DATA SUPPLIED Block Start

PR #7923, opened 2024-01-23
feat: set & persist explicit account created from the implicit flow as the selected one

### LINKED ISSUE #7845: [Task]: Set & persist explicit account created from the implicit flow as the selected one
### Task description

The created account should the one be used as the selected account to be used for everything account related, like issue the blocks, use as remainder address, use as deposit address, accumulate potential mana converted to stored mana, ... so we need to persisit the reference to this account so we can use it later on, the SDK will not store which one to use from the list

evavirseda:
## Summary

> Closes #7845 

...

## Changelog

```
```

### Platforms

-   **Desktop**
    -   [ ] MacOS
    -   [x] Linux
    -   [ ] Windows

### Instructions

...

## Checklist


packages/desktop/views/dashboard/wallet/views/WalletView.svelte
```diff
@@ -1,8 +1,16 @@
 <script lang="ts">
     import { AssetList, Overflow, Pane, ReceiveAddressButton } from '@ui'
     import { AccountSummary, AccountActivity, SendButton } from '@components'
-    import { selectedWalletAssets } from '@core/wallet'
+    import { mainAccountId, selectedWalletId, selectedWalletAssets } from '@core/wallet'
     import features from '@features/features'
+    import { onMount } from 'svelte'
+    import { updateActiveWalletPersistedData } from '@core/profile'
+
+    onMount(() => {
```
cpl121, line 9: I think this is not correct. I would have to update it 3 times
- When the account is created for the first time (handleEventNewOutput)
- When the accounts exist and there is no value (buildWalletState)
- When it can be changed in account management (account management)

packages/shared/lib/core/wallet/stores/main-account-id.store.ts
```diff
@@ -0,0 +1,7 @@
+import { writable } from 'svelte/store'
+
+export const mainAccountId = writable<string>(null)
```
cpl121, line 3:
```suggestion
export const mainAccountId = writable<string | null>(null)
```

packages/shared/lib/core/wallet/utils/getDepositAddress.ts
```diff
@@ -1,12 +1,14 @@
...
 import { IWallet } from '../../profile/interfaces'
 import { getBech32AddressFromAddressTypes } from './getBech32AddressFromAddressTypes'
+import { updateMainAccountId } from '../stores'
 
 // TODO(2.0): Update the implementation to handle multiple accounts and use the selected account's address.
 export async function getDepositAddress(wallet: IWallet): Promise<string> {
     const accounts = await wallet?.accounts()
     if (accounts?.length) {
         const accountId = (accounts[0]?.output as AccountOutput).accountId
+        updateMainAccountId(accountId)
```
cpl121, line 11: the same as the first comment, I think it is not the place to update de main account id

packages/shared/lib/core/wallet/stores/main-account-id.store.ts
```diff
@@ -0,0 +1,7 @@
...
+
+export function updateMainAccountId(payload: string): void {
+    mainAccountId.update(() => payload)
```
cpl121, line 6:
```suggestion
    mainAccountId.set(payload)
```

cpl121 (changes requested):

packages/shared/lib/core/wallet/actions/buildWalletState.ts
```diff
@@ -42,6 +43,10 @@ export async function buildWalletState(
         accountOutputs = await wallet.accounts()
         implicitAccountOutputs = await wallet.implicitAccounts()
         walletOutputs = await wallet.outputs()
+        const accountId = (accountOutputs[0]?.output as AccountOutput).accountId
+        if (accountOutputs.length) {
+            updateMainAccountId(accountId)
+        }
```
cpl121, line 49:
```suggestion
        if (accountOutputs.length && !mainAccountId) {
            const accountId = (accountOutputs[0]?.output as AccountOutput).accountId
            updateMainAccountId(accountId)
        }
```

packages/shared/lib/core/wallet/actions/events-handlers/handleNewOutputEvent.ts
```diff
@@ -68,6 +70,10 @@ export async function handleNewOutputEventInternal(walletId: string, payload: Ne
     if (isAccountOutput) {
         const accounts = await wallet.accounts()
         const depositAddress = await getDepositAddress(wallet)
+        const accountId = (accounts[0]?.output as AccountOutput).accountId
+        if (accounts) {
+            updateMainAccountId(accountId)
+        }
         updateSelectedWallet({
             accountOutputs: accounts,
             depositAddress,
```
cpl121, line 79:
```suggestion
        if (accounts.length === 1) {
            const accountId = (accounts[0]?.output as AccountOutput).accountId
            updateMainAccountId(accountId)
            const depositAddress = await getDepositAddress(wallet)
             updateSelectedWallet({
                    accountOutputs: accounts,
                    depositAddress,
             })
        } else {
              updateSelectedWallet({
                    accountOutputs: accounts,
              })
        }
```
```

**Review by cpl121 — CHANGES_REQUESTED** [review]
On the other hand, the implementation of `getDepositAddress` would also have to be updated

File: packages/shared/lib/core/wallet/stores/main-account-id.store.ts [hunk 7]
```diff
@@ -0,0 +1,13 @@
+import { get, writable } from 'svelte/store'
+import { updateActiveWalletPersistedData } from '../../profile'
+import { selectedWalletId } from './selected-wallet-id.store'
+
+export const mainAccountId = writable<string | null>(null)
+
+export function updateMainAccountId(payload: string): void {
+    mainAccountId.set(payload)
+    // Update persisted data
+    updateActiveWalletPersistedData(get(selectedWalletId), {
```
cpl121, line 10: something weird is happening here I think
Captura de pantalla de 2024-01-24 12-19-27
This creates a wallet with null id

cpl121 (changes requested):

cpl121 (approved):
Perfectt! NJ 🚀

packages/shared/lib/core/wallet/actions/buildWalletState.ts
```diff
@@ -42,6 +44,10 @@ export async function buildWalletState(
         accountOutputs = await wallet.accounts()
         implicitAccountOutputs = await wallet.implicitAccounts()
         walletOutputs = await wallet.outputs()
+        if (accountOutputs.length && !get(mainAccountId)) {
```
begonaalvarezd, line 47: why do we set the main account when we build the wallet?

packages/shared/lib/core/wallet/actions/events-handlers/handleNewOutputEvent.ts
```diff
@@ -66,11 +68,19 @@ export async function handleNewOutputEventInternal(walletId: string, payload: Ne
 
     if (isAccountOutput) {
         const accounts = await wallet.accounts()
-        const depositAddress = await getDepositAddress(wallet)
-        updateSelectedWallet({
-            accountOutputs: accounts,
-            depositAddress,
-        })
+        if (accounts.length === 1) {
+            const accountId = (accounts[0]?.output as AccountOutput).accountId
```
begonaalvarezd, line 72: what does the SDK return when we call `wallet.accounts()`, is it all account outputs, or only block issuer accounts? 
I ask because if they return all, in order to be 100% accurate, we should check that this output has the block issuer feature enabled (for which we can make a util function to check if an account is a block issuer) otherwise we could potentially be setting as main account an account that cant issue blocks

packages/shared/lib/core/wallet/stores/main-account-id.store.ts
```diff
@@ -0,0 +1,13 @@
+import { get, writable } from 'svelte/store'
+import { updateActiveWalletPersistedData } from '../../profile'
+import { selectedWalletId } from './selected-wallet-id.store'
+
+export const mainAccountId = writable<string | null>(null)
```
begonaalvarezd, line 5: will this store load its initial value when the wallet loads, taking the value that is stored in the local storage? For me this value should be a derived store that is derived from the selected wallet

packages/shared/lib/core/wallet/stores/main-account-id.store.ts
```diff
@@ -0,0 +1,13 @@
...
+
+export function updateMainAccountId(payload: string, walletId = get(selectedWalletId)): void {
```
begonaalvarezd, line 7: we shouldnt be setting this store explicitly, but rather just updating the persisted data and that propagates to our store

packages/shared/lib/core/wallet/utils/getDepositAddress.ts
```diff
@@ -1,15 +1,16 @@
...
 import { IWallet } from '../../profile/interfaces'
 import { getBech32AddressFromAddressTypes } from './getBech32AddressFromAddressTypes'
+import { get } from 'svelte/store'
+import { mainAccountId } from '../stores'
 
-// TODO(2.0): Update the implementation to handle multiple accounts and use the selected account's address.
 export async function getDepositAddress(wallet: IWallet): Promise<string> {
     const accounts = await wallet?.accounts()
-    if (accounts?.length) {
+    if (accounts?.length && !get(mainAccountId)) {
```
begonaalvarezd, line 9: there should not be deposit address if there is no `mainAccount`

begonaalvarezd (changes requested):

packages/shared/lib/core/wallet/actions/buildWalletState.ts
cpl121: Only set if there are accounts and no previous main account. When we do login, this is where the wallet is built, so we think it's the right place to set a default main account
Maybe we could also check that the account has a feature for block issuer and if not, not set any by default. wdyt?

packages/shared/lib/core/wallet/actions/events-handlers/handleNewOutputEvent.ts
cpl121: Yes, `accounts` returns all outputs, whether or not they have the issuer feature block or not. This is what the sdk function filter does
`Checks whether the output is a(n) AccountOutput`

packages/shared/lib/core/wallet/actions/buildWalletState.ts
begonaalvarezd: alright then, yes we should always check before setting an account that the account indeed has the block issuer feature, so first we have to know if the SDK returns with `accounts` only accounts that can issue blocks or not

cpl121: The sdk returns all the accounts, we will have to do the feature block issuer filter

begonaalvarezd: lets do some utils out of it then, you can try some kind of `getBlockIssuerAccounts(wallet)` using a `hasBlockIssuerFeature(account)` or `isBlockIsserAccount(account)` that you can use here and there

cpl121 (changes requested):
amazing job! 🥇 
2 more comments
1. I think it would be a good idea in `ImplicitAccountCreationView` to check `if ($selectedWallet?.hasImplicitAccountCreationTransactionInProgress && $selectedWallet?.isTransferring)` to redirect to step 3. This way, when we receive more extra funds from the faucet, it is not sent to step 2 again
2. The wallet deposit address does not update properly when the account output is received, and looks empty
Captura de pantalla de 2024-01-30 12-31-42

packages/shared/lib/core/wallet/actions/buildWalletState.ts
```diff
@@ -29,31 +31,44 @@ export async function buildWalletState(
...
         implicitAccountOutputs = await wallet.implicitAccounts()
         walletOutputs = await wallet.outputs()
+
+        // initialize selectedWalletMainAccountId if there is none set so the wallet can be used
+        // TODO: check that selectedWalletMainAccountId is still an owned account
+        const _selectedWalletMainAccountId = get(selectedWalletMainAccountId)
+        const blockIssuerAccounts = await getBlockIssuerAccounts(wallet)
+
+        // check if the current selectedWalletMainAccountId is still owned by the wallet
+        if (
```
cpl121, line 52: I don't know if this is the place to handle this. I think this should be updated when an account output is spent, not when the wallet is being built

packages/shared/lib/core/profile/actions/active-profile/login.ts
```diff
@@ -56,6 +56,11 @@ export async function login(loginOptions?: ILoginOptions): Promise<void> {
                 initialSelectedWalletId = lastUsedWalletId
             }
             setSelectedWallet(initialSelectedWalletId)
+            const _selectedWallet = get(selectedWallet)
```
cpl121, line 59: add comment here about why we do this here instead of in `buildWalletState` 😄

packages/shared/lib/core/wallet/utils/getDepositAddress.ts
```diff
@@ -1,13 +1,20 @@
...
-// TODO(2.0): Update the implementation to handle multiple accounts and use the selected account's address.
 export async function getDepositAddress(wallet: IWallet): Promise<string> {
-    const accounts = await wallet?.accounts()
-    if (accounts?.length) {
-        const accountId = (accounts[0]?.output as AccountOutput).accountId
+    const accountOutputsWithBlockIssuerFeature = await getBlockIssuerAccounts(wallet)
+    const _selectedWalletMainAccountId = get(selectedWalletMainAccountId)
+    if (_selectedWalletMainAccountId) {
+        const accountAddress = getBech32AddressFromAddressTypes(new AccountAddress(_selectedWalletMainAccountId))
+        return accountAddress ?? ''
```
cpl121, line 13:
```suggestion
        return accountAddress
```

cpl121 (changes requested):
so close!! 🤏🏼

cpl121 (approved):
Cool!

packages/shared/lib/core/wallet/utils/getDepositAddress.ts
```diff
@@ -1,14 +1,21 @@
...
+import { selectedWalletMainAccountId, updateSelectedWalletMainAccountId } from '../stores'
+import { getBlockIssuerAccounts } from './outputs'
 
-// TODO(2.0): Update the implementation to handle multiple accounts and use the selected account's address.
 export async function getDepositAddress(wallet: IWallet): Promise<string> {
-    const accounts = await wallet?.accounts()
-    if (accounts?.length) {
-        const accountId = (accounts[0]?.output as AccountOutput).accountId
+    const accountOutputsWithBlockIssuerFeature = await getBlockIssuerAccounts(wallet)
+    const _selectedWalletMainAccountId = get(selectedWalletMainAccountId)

DATA SUPPLIED Block End
DATA SUPPLIED Block Start

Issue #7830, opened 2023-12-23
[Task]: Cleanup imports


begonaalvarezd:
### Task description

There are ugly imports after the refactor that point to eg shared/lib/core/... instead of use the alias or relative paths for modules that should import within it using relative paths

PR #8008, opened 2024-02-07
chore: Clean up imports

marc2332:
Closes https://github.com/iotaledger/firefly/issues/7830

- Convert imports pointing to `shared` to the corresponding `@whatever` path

DATA SUPPLIED Block End
DATA SUPPLIED Block Start

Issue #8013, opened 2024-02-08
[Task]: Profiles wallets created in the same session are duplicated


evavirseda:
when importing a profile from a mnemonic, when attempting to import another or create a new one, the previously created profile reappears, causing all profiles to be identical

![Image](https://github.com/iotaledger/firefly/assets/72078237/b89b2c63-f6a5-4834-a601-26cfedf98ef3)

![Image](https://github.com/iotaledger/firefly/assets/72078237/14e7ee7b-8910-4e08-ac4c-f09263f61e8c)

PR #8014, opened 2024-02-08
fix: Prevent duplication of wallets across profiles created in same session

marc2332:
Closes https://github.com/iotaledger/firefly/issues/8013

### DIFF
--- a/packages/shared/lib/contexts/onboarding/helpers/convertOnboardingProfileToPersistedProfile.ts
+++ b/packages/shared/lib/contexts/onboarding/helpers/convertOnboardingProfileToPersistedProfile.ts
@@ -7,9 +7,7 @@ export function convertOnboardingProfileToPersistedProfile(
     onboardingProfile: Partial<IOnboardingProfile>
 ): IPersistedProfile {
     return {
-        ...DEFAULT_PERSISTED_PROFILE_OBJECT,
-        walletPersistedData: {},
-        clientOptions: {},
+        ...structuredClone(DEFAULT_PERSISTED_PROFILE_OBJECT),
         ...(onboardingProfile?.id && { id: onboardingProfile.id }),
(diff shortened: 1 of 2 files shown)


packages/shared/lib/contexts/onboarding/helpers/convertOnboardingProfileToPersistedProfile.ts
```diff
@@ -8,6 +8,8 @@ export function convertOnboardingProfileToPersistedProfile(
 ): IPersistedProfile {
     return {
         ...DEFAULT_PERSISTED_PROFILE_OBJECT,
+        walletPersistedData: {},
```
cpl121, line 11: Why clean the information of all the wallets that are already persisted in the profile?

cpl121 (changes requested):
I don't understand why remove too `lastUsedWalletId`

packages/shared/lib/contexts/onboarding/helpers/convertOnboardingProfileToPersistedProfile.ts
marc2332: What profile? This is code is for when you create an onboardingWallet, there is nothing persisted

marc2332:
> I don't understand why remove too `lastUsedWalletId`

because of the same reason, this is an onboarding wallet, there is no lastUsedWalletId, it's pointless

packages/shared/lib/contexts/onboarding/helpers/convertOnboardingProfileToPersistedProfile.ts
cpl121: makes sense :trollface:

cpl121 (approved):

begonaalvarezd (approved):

DATA SUPPLIED Block End

### WHAT TO PRODUCE
In the records above, find each line that holds the word "onMount"; copy all such lines.

### THE ANSWER
+    import { onMount } from 'svelte'
+    onMount(() => {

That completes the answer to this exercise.